Ultra-tight hydrocarbon-bearing formations (e.g., hydrocarbon-bearing resources) may have very low permeability compared to conventional resources. For example, the Bakken formation may be an ultra-tight hydrocarbon-bearing formation. These ultra-tight hydrocarbon-bearing formations are often stimulated using hydraulic fracturing techniques to enhance oil production. Long (or ultra-long) horizontal wells may be used to enhance production from these resources and provide production suitable for commercial production. However, even with these technological enhancements, these resources can be economically marginal and often only recover 5-15% of the original oil-in-place under primary depletion. Therefore, optimizing the development of this resource by optimizing the wellbore spacing and wellbore completions is critical.

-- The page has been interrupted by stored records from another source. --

PR #328, opened 2021-08-05
feat: Allow xlabel/ylabel to be passed through with ax kwarg

### LINKED ISSUE #327: Allow passthrough of label through ax kwarg
This was discussed a bit on Slack with @andrzejnovak and @alexander-held, but given a comment by Thomas I thought I'd give an example as an Issue and see if the suggestion is viable in @andrzejnovak's mind.

## Problem:

```python
import numpy as np
import mplhep

import hist
from hist import Hist

np.random.seed(0)

hist_1 = Hist(hist.axis.Regular(10, 0.0, 1.0, name="x"))
hist_1.fill(np.random.random(1000))

fig, ax = plt.subplots()
mplhep.histplot(hist_1, ax=ax)
ax.set_xlabel("my label")  # want this to show up

hist_2 = Hist(hist.axis.Regular(10, 0.0, 1.0, name="x"))
hist_2.fill(np.random.random(1000))

# This overwrite the pervious label with the value of hist_2.axes[0].label, which is "x"
mplhep.histplot(hist_2, ax=ax)  # apparently the ax label info isn't used here?
fig.savefig("example.png", facecolor="white")
```

example

Thomas mentioned

> behavior of checking if `ax.get_label() != '`:  before being helpful and setting the label seems reasonable to me. This is more or less what Matplotlib does with auto limits (if the user call `set_xlim` or `set_ylim` we track that and stop trying to help, but if not, then we re-compute the autolimits every time you add an artist

So if this is agreeable what would be needed (and what I have on a branch) is changing

https://github.com/scikit-hep/mplhep/blob/055a9fb4769beb1c1a571d71e346c84ce23caa3e/src/mplhep/plot.py#L167

to
```diff
-    x_axes_label = get_histogram_axes_title(hists[0].axes[0])
+    x_axes_label = (
+        get_histogram_axes_title(hists[0].axes[0])
+        if ax.get_xlabel() == ""
+        else ax.get_xlabel()
+    )
```

With this in the example code gives the following instead

patch_example

@andrzejnovak  thoughts?

matthewfeickert:
Resolves #327

**Suggested squash and merge message**:
```
* Allow for existing axis xlabel and ylabel to be used to set axis labels if kwarg ax passed.
* Update mock count in tests to account for additional calls
```

### DIFF
--- a/src/mplhep/plot.py
+++ b/src/mplhep/plot.py
@@ -488,9 +488,6 @@ def hist2dplot(
         if not isinstance(ax, plt.Axes):
             raise ValueError("ax must be a matplotlib Axes object")
 
-    x_axes_label = ""
-    y_axes_label = ""
-
     hist = hist_object_handler(H, xbins, ybins)
 
     # TODO: use Histogram everywhere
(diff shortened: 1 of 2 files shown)


matthewfeickert:
Thanks @andrzejnovak. I know that you're busy now, but do you have thoughts in the future about how to implement the warning system given https://github.com/scikit-hep/mplhep/issues/327#issuecomment-894866868? If so, I'll open up a separate Issue from that comment and work on it.

andrzejnovak:
Sorry for not following up on that. I think as you currently implemented it the warning isn't necessary as the behaviour got changed to be non-destructive. 👍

Many different methods are currently be used to attempt to optimize wellbore spacing. One common method is the use of downspacing tests. In downspacing tests, varying well spacings are chosen for different pads and production is compared at different spacings to determine the best (optimal) spacing. Downspacing tests, however, can be expensive and time consuming. In addition, such tests may not provide an answer with high certainty and thus the procedure may need to be repeated many times to increase confidence in the result, which further increases costs and time. Downspacing tests may also include under drilling and/or over drilling numerous pads, which may significantly reduce the value of the resource by inefficiently developing it.

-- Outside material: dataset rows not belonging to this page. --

PR #330, opened 2021-08-16
feat(LHCb)!: Use Tex Gyre Termes instead of Times New Roman

### LINKED ISSUE #273: LHCb2 style problems
I see two problems with the LHCb2 style : 
- Some minus signs don't show properly.
- 2 different fonts are used for the text in italics and the text not in italics. Is it possible to only use the one from the text not in italics ?
@mayou36 : Can you take a look please ?

jonas-eschle:
closes #273 

Switching to Tex Gyre Termes (can also be added in https://github.com/scikit-hep/mplhep_data/issues/6), which is free. Also using it for the math to be consistent.

This should resolve both issues raised in #273 

Also reduced the default DPI to be aligned with the Matplotlib default and the other styles (CMS,...). 300 DPI was too large.

I think the changes are fairly small and should not break code, LHCb3 would be too confusing for this minor changes (DPI is anyway manually adjusted if needed, the fonts are considered "equal enough").


jonas-eschle:
Ready from my side

andrzejnovak:
@jonas-eschle Cheers, thanks a lot for this. Sorry about the delay, I was on holidays

jonas-eschle:
No worries! Thanks for taking care of the library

Another technique that has been widely adopted is the use of subsurface or surface microseismic arrays to monitor seismic events during the hydraulic fracturing process. Ideally, this technique provides insight into the dimensions of hydraulic fractures, which helps to determine the optimal well spacing. This technique, however, is often suspect for a number of reasons. A first, and foremost, reason is that microseismic predominantly identifies shear events, which may or may not be associated with the growth of hydraulic fractures. Microseismic events are caused by the creation and dilation of fractures but do not necessarily occur where the fracture fluid or even proppants are placed. The stress state in the rocks adjacent to the hydraulic fracture may be altered from its initial state and hence there are plenty of possible explanations for microseismic events (for example, by reactivating pre-existing planes of weakness or micro fractures within the surrounding rock which are not at all hydraulically connected to the well). Therefore there is a huge uncertainty on the hydraulic fracture geometry using microseismic techniques.

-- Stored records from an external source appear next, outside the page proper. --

PR #352, opened 2022-01-06
refactor: reorgnize histplot logic

andrzejnovak:


andrzejnovak:
@henryiii any idea why the mock test breaks? it looks like it's trying to "match" to the wrong call from the diff.

henryiii:
You FP'd it, is it working now? Or is there something I still should check?

andrzejnovak:
> You FP'd it, is it working now? Or is there something I still should check?

Got it in the end thanks, not very happy with mock error messages tho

A second disadvantage with microseismic is that it requires knowledge of the subsurface, particularly wave velocities in the media, which are typically unknown and have high uncertainty. Finally, the processing methods for microseismic are typically operated by service companies that use veiled algorithms and have uncertain methods. Despite all these uncertainties and the significant cost of running microseismic, the value of understanding wellbore spacing is needed such that this technology has been widely applied in industry. There are also newer seismic approaches under development that utilize advanced proppants (e.g., tracer studies) or advanced imaging and data acquisition techniques (e.g., electromagnetic based imaging techniques). These approaches, however, are still in the research stage and may likely be costly and complex even if commercialized.
Yet another technique used to evaluate wellbore spacing is the use of pressure measurements. Pressure measurements have been done downhole and at the surface. Pressure tests have been performed during production, during shut-ins, and/or during hydraulic fracturing. For ultra-tight systems, pressure tests during production are rarely done, even though pressure tests are the most commonly employed method for conventional systems to evaluate reservoir performance or fracture geometry. The shut-in times and data acquisition times for pressure testing on unconventional reservoirs is often too long to justify pressure testing. When pressure tests are used during hydraulic fracturing processes, typically only hydraulic fracture hits (where fluid from a stimulated well reaches the well where you are monitoring pressure) are looked for during these tests. Looking for hydraulic fracture hits may give some insight into fracture geometry. Looking only at hydraulic (direct) fracture hits may provide some information but it doesn't distinguish between the different underlying processes that could contribute to these fracture hits (i.e., natural fracture networks, faults, or actual hydraulic fracture growth into an adjacent well). Additionally, direct fracture hits only provide a limited amount of information such as providing a single piece of information when fluid actually communicates with an adjacent well at a fixed distance from the stimulated well. The direct fracture pressure method cannot provide any information if the fluids do not reach the wellbore and it cannot provide accurate information about the final length of hydraulic fractures if they pass the wellbore and continue to grow. Moreover, in the case of cemented liners, fluid could readily pass an adjacent well and never register a direct fracture hit.